I'm trying to solve a pair of uncoupled differential equations using NDSolve, where the initial conditions are determined by FindRoot. Here's the relevant section of the code, including error message.

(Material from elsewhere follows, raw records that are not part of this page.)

PR #7060, opened 2023-03-28
Fix handling of missing node types in heterogeneous data loaders

toenshoff:
This addresses a bug in heterogeneous data loaders, which crash if a node type from the complete graph is not present in the sampled batch of nodes. This is can easily happen if a graph is disconnected or some node types are simply rare.

An unsafe dictionary access in the `filter_hetero_data` raises an exception in this case. I solved this by calling `HeteroData.node_type_subgraph` on the graph before the batch of nodes is filtered. I added a test for `HGTLoader` which covers this case and did not pass previously.

Note that the behavior of the data loaders now differs slightly from `HeteroData.subgraph`, as the loader will handle missing keys by not including any node of that type in the batch, while the `subgraph` method would retain all of the nodes. However, it seems more convenient for data loading if batches only contain nodes that where actually returned by the underlying sampler.

### DIFF
--- a/test/loader/test_hgt_loader.py
+++ b/test/loader/test_hgt_loader.py
@@ -181,3 +181,32 @@ def test_hgt_loader_on_cora(get_dataset):
     out2 = hetero_model(hetero_batch.x_dict, hetero_batch.edge_index_dict,
                         hetero_batch.edge_weight_dict)['paper'][:batch_size]
     assert torch.allclose(out1, out2, atol=1e-6)
+
+
+@withPackage('torch_sparse')
+def test_hgt_loader_disconnected():
+    torch.manual_seed(12345)
+    data = HeteroData()
+
+    data['paper'].x = torch.arange(100)
+    data['author'].x = torch.arange(100, 300)
+
+    # enforce two disconnected clusters of papers, only the first cluster is connected to authors
+    data['paper', 'paper'].edge_index = torch.cat([
+        get_random_edge_index(50, 50, 250),
+        get_random_edge_index(50, 50, 250) + 50,
+    ], dim=1)
+    data['paper', 'paper'].edge_attr = torch.arange(500)
+    data['paper', 'author'].edge_index = get_random_edge_index(50, 200, 1000)
+    data['paper', 'author'].edge_attr = torch.arange(500, 1500)
+    data['author', 'paper'].edge_index = get_random_edge_index(200, 50, 1000)
+    data['author', 'paper'].edge_attr = torch.arange(1500, 2500)
+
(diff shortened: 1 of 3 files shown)


test/loader/test_hgt_loader.py
```diff
@@ -181,3 +181,34 @@ def forward(self, x, edge_index, edge_weight):
...
+    # enforce two disconnected clusters of papers, only the first cluster is connected to authors
+    data['paper', 'paper'].edge_index = torch.cat([
+        get_random_edge_index(50, 50, 250),
+        get_random_edge_index(50, 50, 250) + 50,
+    ], dim=1)
+    data['paper', 'paper'].edge_attr = torch.arange(500)
+    data['paper', 'author'].edge_index = get_random_edge_index(50, 200, 1000)
+    data['paper', 'author'].edge_attr = torch.arange(500, 1500)
+    data['author', 'paper'].edge_index = get_random_edge_index(200, 50, 1000)
+    data['author', 'paper'].edge_attr = torch.arange(1500, 2500)
```
wsad1, line 203:
```suggestion
    data['paper'].x = torch.arange(10)
    data['author'].x = torch.arange(10, 3)

    # Paper is disconnected from author
    data['paper', 'paper'].edge_index = get_random_edge_index(10, 10, 15)
    data['paper', 'paper'].edge_attr = torch.arange(15)
```

test/loader/test_hgt_loader.py
```diff
@@ -181,3 +181,34 @@ def forward(self, x, edge_index, edge_weight):
...
+
+    loader = HGTLoader(data, num_samples=[5] * 4, batch_size=1,
+                       input_nodes='paper')
```
wsad1, line 206:
```suggestion
    loader = HGTLoader(data, num_samples=2, batch_size=2,
                       input_nodes='paper')
```

torch_geometric/loader/utils.py
```diff
@@ -130,13 +130,13 @@ def filter_hetero_data(
 ) -> HeteroData:
     # Filters a heterogeneous data object to only hold nodes in `node` and
     # edges in `edge` for each node and edge type, respectively:
-    out = copy.copy(data)
+    out = data.node_type_subgraph(node_dict.keys())
```
wsad1, line 133:
```suggestion
    out = data.node_type_subgraph(node_dict.keys())
    out = data.edge_type_subgraph(edge_dict.keys())
```

torch_geometric/loader/utils.py
```diff
@@ -130,13 +130,14 @@ def filter_hetero_data(
...
+    out = data.edge_type_subgraph(edge_dict.keys())
```
wsad1, line 134:
```suggestion
```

As you can see, the result evaluates perfectly well pointwise, but fails to plot (I suspect due to some issue with hold and the order in which things are evaluated).

V0 = 10^-10;
\[Mu] = 1;
\[Omega] = 2;
amp = 0.1;
freq = 0.1;

V[\[Phi]_] :=
V0*(Tanh[\[Phi]/\[Omega]] + amp*Sin[Tanh[\[Phi]/\[Omega]]/freq])^2;

aini = 1;
\[Phi]ini = 5;
d\[Phi]ini = -(V'[\[Phi]ini]/V[\[Phi]ini]);

sol = NDSolve[{dummy\[Phi]''[n] + 3*dummy\[Phi]'[n] -
1/2*(dummy\[Phi]'[n])^3 + (3 - 1/2*(dummy\[Phi]'[n])^2)*
V'[dummy\[Phi][n]]/V[dummy\[Phi][n]] == 0,
dummy\[Phi][0] == \[Phi]ini, dummy\[Phi]'[0] == d\[Phi]ini},
dummy\[Phi], {n, 0, 56}, MaxStepSize -> Infinity][[1, 1]];

\[Phi][n_] := dummy\[Phi][n] /. sol;
d\[Phi][n_] := Derivative[1][dummy\[Phi]][n] /. sol;
dd\[Phi][n_] := (dummy\[Phi]^\[Prime]\[Prime])[n] /. sol;

\[Epsilon]1[n_] := 1/2*d\[Phi][n]^2;
\[Epsilon]2[n_] := -(1/\[Epsilon]1[n])*d\[Phi][n]*dd\[Phi][n];
\[Epsilon]3[n_] :=
1/(\[Epsilon]1[n]*\[Epsilon]2[n])*(dd\[Phi][n]^2 +
d\[Phi][n]*ddd\[Phi][n]) - \[Epsilon]2[n];

H[n_] := Sqrt[V[\[Phi][n]]/(3 - \[Epsilon]1[n])];
ascale[n_] := aini*Exp[n];

Nini[k_?NumericQ] :=
ni /. FindRoot[
k == 10^2*H[ni]*ascale[ni] // Rationalize[#, 0] & //
Evaluate, {ni, 0, 56}, WorkingPrecision -> 20];
Nfin[k_?NumericQ] :=
nf /. FindRoot[
k == 10^-2*H[nf]*ascale[nf] // Rationalize[#, 0] & //
Evaluate, {nf, 0, 56}, WorkingPrecision -> 20];

ddzoverz[n_] :=
2 - \[Epsilon]1[n] + 3/2 \[Epsilon]2[n] + 1/4 \[Epsilon]2[n]^2 -
1/2 \[Epsilon]1[n]*\[Epsilon]2[n] +
1/2 \[Epsilon]2[n]*\[Epsilon]3[n];

eqs[k_, n_] := {(vR^\[Prime]\[Prime])[n] + (1 - \[Epsilon]1[n])*
Derivative[1][vR][n] + (k^2/(ascale[n]^2*H[n]^2) - ddzoverz[n])*
vR[n] ==
0, (vI^\[Prime]\[Prime])[n] + (1 - \[Epsilon]1[n])*
Derivative[1][vI][n] + (k^2/(ascale[n]^2*H[n]^2) - ddzoverz[n])*
vI[n] == 0, vR[Nini[k]] == 1/Sqrt[2 k],
Derivative[1][vR][Nini[k]] == 0, vI[Nini[k]] == 0,
Derivative[1][vI][Nini[k]] == -50 Sqrt[2/k]};

vRsol[k_] :=
NDSolve[eqs[k, n], {vR, vI}, {n, Nini[k], Nfin[k]},
MaxStepSize -> Infinity][[1, 1]];
vIsol[k_] :=
NDSolve[eqs[k, n], {vR, vI}, {n, Nini[k], Nfin[k]},
MaxStepSize -> Infinity][[1, 2]];

vRk[k_?NumericQ, n_?NumericQ] := vR[n] /. vRsol[k];
vIk[k_?NumericQ, n_?NumericQ] := vI[n] /. vIsol[k];

vRk[10^11, 33]
-7.88251*10^-7
vRk[10^11, 34]
1.84531*10^-6
vRk[10^11, 35]
2.05082*10^-6

Plot[vRk[10^11, n], {n, 33, 37}]
NDSolve::dsvar: 33.00008171428572 cannot be used as a variable.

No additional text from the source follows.